- The Jester as depicted in Who's Who: The Definitive Directory of the DC Universe #11 (January 1986).

Publication information
- Publisher: Quality Comics DC Comics
- First appearance: Smash Comics #22 (May 1941)
- Created by: Paul Gustavson

In-story information
- Alter ego: Charles "Chuck" Lane
- Team affiliations: All-Star Squadron Freedom Fighters The Arcadians
- Abilities: Olympic-level athlete Brilliant hand-to-hand combatant Skilled detective

= Jester (Quality Comics) =

Superhero in Quality / DC Comics

Jester (Charles "Chuck" Lane) is a character, a Golden Age superhero created by Paul Gustavson and published by Quality Comics.

==Publication history==
The Jester first appeared in Smash Comics #22 (May 1941). Like most of Quality's characters, the Jester was later purchased by DC Comics and incorporated into their universe. Though little used by the company, he appeared in All-Star Squadron #31 and #60 and Starman #46. The character's last Golden Age appearance was in Smash Comics #85 (Oct 1949).

==Fictional character biography==
Rookie cop Chuck Lane learns that he is a direct descendant of a medieval court jester. Because of this, and the fact that he feels he is not doing enough good as a cop alone, he becomes a colorfully costumed adventurer known as the "Jester". The Jester is a comical crime fighter who makes laughing-stocks out of the criminals he fights. He is known to be an unpredictable hero whose eerie laugh and jingling bells are an ominous sign to his enemies. His costume is worn under his police uniform.

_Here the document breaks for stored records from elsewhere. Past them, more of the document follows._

PR #3, opened 2020-04-14
Add support for SFTP-like operations

jonhoo:


src/sftp.rs
```diff
@@ -0,0 +1,400 @@
...
+        } else {
+            self.can(Mode::Read, path)
+        }
+    }
+
+    /// Open the remote file at `path` for writing.
+    ///
+    /// If the remote file exists, it will be truncated. If it does not, it will be created.
+    ///
+    /// Note that errors may not propagate until you call [`close`], including if the remote file
```
akshayknarayan, line 215: Might be worth mentioning the `can()` check here.
Ideally, this whole module would benefit from a small doc example I think.

src/sftp.rs
```diff
@@ -0,0 +1,400 @@
...
+    // TODO: remove
+    // TODO: exists
+
+    /// Check that the given file can be opened in the given mode.
+    ///
+    /// Note that this function is potentially racy. The permissions on the server could change
+    /// between when you check and when you start a subsequent operation, causing it to fail. It
+    /// can also produce false positives, such as if you are checking whether you can write to a
+    /// file on a read-only file system that you still have write permissions on.
+    pub fn can(&mut self, mode: Mode, path: impl AsRef<std::path::Path>) -> Result<(), Error> {
```
akshayknarayan, line 68: Why `pub`?

src/sftp.rs
jonhoo: So, `can` is actually _less_ reliable than the checks that these methods now do internally, at least for writes. If you _also_ did a `can` call, you wouldn't get any more errors.

src/sftp.rs
jonhoo: In case someone wants to check permissions separately from doing an operation?

src/sftp.rs
akshayknarayan: Yeah, I think it would be good to try to give some guidance on what `can()` does vs what is provided by `write_to` internals. (i.e., when should I call each one)

src/sftp.rs
akshayknarayan: yeah, makes sense - see my comment above about maybe giving some guidance about when to use each

src/sftp.rs
jonhoo: How's ec726ba43c4d2881109b610aa7cf2a8be212e741 ?

PR #5, opened 2020-04-21
Add shell() for easy commands

jonhoo:


tests/openssh.rs
```diff
@@ -43,6 +43,32 @@ fn stdout() {
...
+
+    let child = session.shell("echo $USER").output().unwrap();
+    assert_eq!(child.stdout, b"test-user\n");
+
+    let child = session
+        .shell(r#"touch "$USER Documents""#)
+        .status()
+        .unwrap();
+    assert!(child.success());
+
```
akshayknarayan, line 59: Might be nice to add a test of pipes, since that's the main reason I would use this. Maybe:
```suggestion
    let child = session.shell(r#"echo $USER | grep -c test"#).status().unwrap(); assert!(child.success());
```

PR #6, opened 2020-04-22
First draft of async version

jonhoo:
Note that `try_wait` had to go, and `wait` has to consume `self`, since
`tokio::process` does not support those. That will change in the next
tokio release, but for now, I've just commented out the code that we'll
bring back when we can.

### DIFF
--- a/src/builder.rs
+++ b/src/builder.rs
@@ -1,7 +1,8 @@
 use super::{Error, Session};
-use std::io::prelude::*;
-use std::process::{self, Stdio};
+use std::process::Stdio;
 use tempfile::Builder;
+use tokio::io::AsyncReadExt;
+use tokio::process;
 
 /// Build a [`Session`] with options.
 #[derive(Debug, Clone)]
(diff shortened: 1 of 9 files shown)


src/builder.rs
```diff
@@ -165,26 +166,21 @@ impl SessionBuilder {
...
-                .unwrap()
-                .read_to_string(&mut stderr)
-                .unwrap();
-
-            return Err(Error::interpret_ssh_error(&stderr));
+        let stdout = child.stdout.take().unwrap();
+        let mut stderr = child.stderr.take().unwrap();
+        let status = child.await.map_err(Error::Connect)?;
+
+        if !status.success() {
```
akshayknarayan, line 173: This is different than the old check of `if let Some(255)` right? Are the semantics with `tokio::process` different?

src/builder.rs
```diff
@@ -165,26 +166,21 @@ impl SessionBuilder {
...
+            stderr.read_to_string(&mut err).await.unwrap();
+            return Err(Error::interpret_ssh_error(&err));
         }
 
         Ok(Session {
             ctl: dir,
             addr: String::from(destination),
             terminated: false,
-            master: std::sync::Mutex::new(Some(child)),
+            master: std::sync::Mutex::new(Some((stdout, stderr))),
```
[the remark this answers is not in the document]
jonhoo: Because we've already waited for the `child`, and we know it didn't fail, so keeping it around doesn't actually make a difference. All we care about is the output channels, since it will have passed those to the backgrounded master connection process.

src/builder.rs
jonhoo: Well, normally `ssh` uses 255 for if ssh itself failed, and otherwise it just proxies the error of the remote command. When starting a master though, there is no remote command, so any error is due to ssh. While they _should_ all still be 255 (I think), it didn't seem worthwhile to check for that specifically here.

jonhoo:
Yup, that's exactly right. That's how it'd work.

PR #10, opened 2020-05-20
Escape arguments by default

jonhoo:
Since that matches `std::process::Command` more closely.
Breaks with weird remote shells, but `raw_` provides an escape hatch.

https://github.com/sfackler/shell-escape/issues/5 is a little sad.

### DIFF
--- a/src/command.rs
+++ b/src/command.rs
@@ -1,5 +1,6 @@
 use super::RemoteChild;
 use super::{Error, Session};
+use std::borrow::Cow;
 use std::ffi::OsStr;
 use std::io;
 use std::process::Stdio;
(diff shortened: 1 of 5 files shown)


src/lib.rs
```diff
@@ -65,6 +62,21 @@
...
 //!
+//! # Remote Shells
+//!
+//! When you invoke a remote command through ssh, the remote command is executed by a shell on the
+//! remote end. That shell _interprets_ anything passed to it — it might evalute words starting
+//! with `$` as variables, split arguments by whitespace, and other things a shell is wont to do.
+//! Since that is _usually_ not what you expect to happen, `.arg("a b")` should pass a _single_
+//! argument with the value `a b`, `openssh` _escapes_ every argument (and the command itself) by
+//! default using [`shell-escape`]. This works well in most cases, but might run into issues when
+//! the remote shell has a different syntax than the shell `shell-escape` targets (bash). For
```
akshayknarayan, line 73: Maybe note that this is the remote user's login shell in most cases

src/command.rs
```diff
@@ -84,25 +82,53 @@ impl<'s> Command<'s> {
...
+    }
+
+    /// Adds multiple arguments to pass to the remote program.
+    ///
+    /// Unlike [`args`], this method does not shell-escape `args`. The arguments are passed as
+    /// written to `ssh`, which will pass them again as arguments to the remote shell. However,
+    /// since the remote shell may do argument parsing, characters such as spaces and `*` may be
+    /// interpreted by the remote shell.
+    ///
+    /// To pass a single argument see [`arg`](Command::arg).
```
akshayknarayan, line 130: This line might be out of date? I would either just remove this line, point to `raw_arg`, or both `arg` and `raw_arg`.

akshayknarayan: Actually, the `args` docs above point to `arg`, so I guess this should point to `raw_arg`.

jonhoo:
Released on `0.6.0`.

According to Jess Nevins' Encyclopedia of Golden Age Superheroes, "most of the Jester's enemies are ordinary humans, but there is the occasional name villain like the stoic gangster Stoneface and the femme fatale Lady Satan".

The Jester becomes a member of both the All-Star Squadron and Uncle Sam's Freedom Fighters. His last recorded mission is in 1952, and sometime after that he gives up being the Jester to become a normal cop again.

In modern times, the aged Lane is the head of The Arcadians, a group of patriotic radicals seeking to "cleanse" America of its "corrupt" governments. To this end, he has his underlings (among whom is his grandson who has taken on the Jester identity) kidnap the Vice President and his wife, with the ransom being the recovering of mystical artifacts by the Freedom Fighters. When government agents track the group's communications to his home, Lane sets off powerful explosives, killing the agents and himself along with them.

==Powers and abilities==
The Jester is an Olympic-level athlete and a skilled hand-to-hand combatant and detective. In later appearances, he possesses a small flying sphere with a smiling face and handles on the side called "Quinopolis".

==Other versions==
An alternate universe equivalent of the Jester, initially known as the Jokester, is the heroic doppelgänger of the Joker.

==In other media==
An alternate universe variant of the Jester appears in Justice League: Crisis on Two Earths, voiced by James Patrick Stuart. This version is a heroic doppelgänger of the Joker and an ally of Lex Luthor.